Citizens in action Tea party

DOUG HUFFMAN, of Sierra School of Survival, speaks to the Sierra Foothills Tea Party on Thursday, Jan. 17. Photo by Jason Bross

By
From page A1 | January 21, 2013 |

“Show up, show up, show up. Get involved, get involved, get involved. Get other people to get involved. When you don’t go to meetings to give your input, then they’re just planning everything for you.” So began the first Sierra Foothills Tea Party meeting of the year. Held on Thursday, Jan. 17 in the community room at Burke Junction in Cameron Park, about 50 people were present for an evening that included guest speakers.

“We are a portal of education and action in the community — a forum for like-minded people to come together. It’s not our group, it’s your group. We want to hear your ideas,” said Terry Crumpley, 47, founder and leader of the group. During her invocation, Crumpley emphasized the number of city planning and other meetings she herself has attended in recent weeks. “I may not have seen my kids much, but someday they’ll understand. I’m trying to make a better country for all of us.”
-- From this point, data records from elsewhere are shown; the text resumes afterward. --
PR #694, opened 2018-08-22
update for Public team list not displaying

ChelseaStats:
Workaround is ineffective if you don't know what team you should be searching for, this needs to be communicate by the team owner through some other medium. Not practical for searchers to go through each letter of the alphabet hoping to find a match, for example.

### DIFF
--- a/Teams/Known-issues.md
+++ b/Teams/Known-issues.md
@@ -210,7 +210,7 @@ This article lists the known issues for Microsoft Teams, by feature area.
 
 |**Issue title**|**Behavior / Symptom**|**Known workaround**|**Discovery date**|
 |:-----|:-----|:-----|:-----|
-|Public team list does not display all teams  <br/> |The list of public teams is based on the Microsoft Graph.  <br/> |If you don't see a team, try searching for it in the top right search box and team owners communicate team names to colleagues <br/> | 7/21/17  <br/>|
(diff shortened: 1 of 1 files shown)


kenwith:
@ChelseaStats - thanks for adding the value on this from your expertise. Maybe change it to: "try searching for it in the top right search box. Also, the team owners should communicate team names to colleagues since many teams could show up in the search results." ?

ChelseaStats:
Thanks for the update. I'm not sure this helps the situation however. 
It is not multiple teams might appear in the search (if that is the case it would be easy to see which one they wanted to join), It is the issue is there is no option to see all public teams including those that used to be private (the current bug). 

When searching 'a' no teams are shown
When searching 'b' no teams are shown
...
when searching 'm' - MicrosoftBugFixing appears (for example).

that is a lot of searching to find the one team.

Does that make sense?

islubin:
@ChelseaStats I'm a little confused as well.  Are you saying that when you go to the "Join or create a team" page, you don't see all teams in the organization - both public and private?  Or that the search isn't returning teams when you look for them?

ChelseaStats:
**I am not seeing any teams in my org.** 

We had around 30 developers in my org that couldn't see a team we had set up privately among a small group doing a test - we then wanted to roll this out to all staff but they couldn't see the team. we tried sending the link - but that didn't work either. We then found a work around by asking them to search for the team and then it appeared.

 (I believe the original bug was any team that was private and had since been made public was not showing)

I hope this helps.

kenwith:
@ChelseaStats - going to merge this since it will be beneficial even if there is a bug that gets resolved.

@islubin - Sounds like the possible bug is "I believe the original bug was any team that was private and had since been made public was not showing".

PR #719, opened 2018-08-30
Update pilot-essentials.md

carolynblanding:
In light of new Upgrade Modes, we need to expand on guidance around upgrading users to Teams. Islands Mode only works as long as all users using both SfB and Teams side by side. Once any user is upgraded to Teams there is a danger that messages to SfB users who have never used Teams will fail to send and there will be no indication otherwise because these users will look like Teams users since drawbridge has been removed. We should also provide guidance to IT Pro's that they can view user activity/last log in times for Teams in the Modern Portal. 

Legacy behavior. Teams user initiates chat to SfB user who has never signed into Teams. Teams shows this user as an SfB user with option to Invite them to Teams. 

New behavior. Teams user initiates chat to SfB user who has never signed into Teams and has Islands Mode assigned. Teams shows this chat as a regular Teams chat and messages will route to Teams chat service. The end user will not be aware that the recipient has never signed into Teams and won't receive the Chat. 

Please reach out to cbland@microsoft and kkodali@microsoft.com for more information if needed.


kenwith:
Closing this PR since it is more of a note instead of doc change.

PR #744, opened 2018-09-07
remove links to "phones and devices home" and "compatible devices pro…

dougand-MSFT:
…gram"

these links are redundant given the current tree structure of the site, and one of them was an incorrect link since it pointed to the Lync variant of the page instead of the SfB variant.


jambirk:
@dougand-MSFT I don't agree with the edit, though I might if the comment/request was explained better.

jambirk:
The page has validity for Lync and SfB, it's not just one or the other, so it seems appropriate to point to both in the links.

PR #758, opened 2018-09-13
Fixed typo causing table pipes to show

karuanag:
Fixed video display & typo


kenwith:
@karuanag - it looks like there is a conflict. Please resolve.

PR #761, opened 2018-09-14
Added resolution for issue where the CloudConnector module cannot be …

savusca:
…imported


savusca:
> @savusca - is this an issue in the known issues list? If so, it would be better to add a link than duplicate the content?

It is not in the known issues list (as far as i know of). If you saw this in the known issues list, can you please share the link?

kenwith:
@savusca - I didn't see it in known issues either. Looks good, thanks for making the docs better!

PR #766, opened 2018-09-14
Update Known-issues.md

cowitkow:
Filing against bug - Fix would need to occur against https://domoreexp.visualstudio.com/MSTeams/_workitems/edit/287249


cowitkow:
@marclauinger - Can you comment on the above? Trying to get this issue added as we're seeing a number of customers raising this in the past couple months

marclauinger:
This looks good.  Go ahead and publish.

PR #778, opened 2018-09-19
Remove script reference

MattWade-MS:
Cxdcalldata script was removed from powershell gallery by author and is no longer available for general use.  Removed references from guide.


MattWade-MS:
Any updates here?  With the source script no longer available I want to get this updated so customers don't get sent to an empty script page.  :)

PR #785, opened 2018-09-20
updated line 345

AndreaBarr:
Changed command New-CsOnlineVoiceRoute to Get-CsOnlineVoiceRoute so that it correctly correlates with line 342


AndreaBarr:
@nmurav Ken wanted to make sure you were kept in the loop for this update.

PR #823, opened 2018-09-27
Update validated-lync-apps.md

mregaya:
the applications are certified for Lync and not skype for business server. The "applied to" field creates confusion for customers, insisting that the documentation clearly shows that this particular list of certified application is also certified for skype for business.


jambirk:
while this comment makes a lot of sense and I've approved the update, we should have a short discussion with the PM reviewer for this topic area. I have a feeling we will need to make similar changes to a number of other topics. Please email me off GitHub, my MSFT alias is the same as it is on GitHub.

PR #849, opened 2018-10-08
Update guest-access-checklist.md

MarcoCarampanta:
Suggestion to change the article as stated above, since the Slider in the currently "Live" version of the article has been deprecated and should not be used currently (since 2nd of August)


LolaJacobsen:
Closing/rejecting because Somak is incorporating these changes into an overhaul of the Guest Access docset.

PR #10930, opened 2025-02-07
Update anonymous-users-in-meetings.md

Yebbenbe:
Corrected org-wide vs per-organizer anon user access, these were backwards. You can't apply meeting SETTINGS to people, you do this with meeting POLICIES. I thought maybe I was just misunderstanding, so I asked co-pilot and it just got stuck in a loop of contradictions. So I'm assuming it's wrong? It's still unclear how the global policy is involved in all of this, is it not just a redundant form of the Meeting Settings? I think the global policy is being phased out, IIRC. If so, maybe a note should be added there


Yebbenbe:
@microsoft-github-policy-service agree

The Tea Party is a grassroots movement that encourages participation in government and calls awareness to any issue that “challenges the security, sovereignty or domestic tranquility” of the United States. Inspired by the Boston Tea Party in 1773, in which patriots protested British taxation without representation by throwing 342 chests of East India tea into the harbor, the party holds the Constitution as inherently conservative. It is not surprising, then, that members of the party are concerned by recent calls to action from the Oval Office.

Present at the meeting were two guest speakers, Sam Paredes, executive director of the Gun Owners of California, and Doug Huffman, founder of the Sierra School of Survival, located in Pilot Hill.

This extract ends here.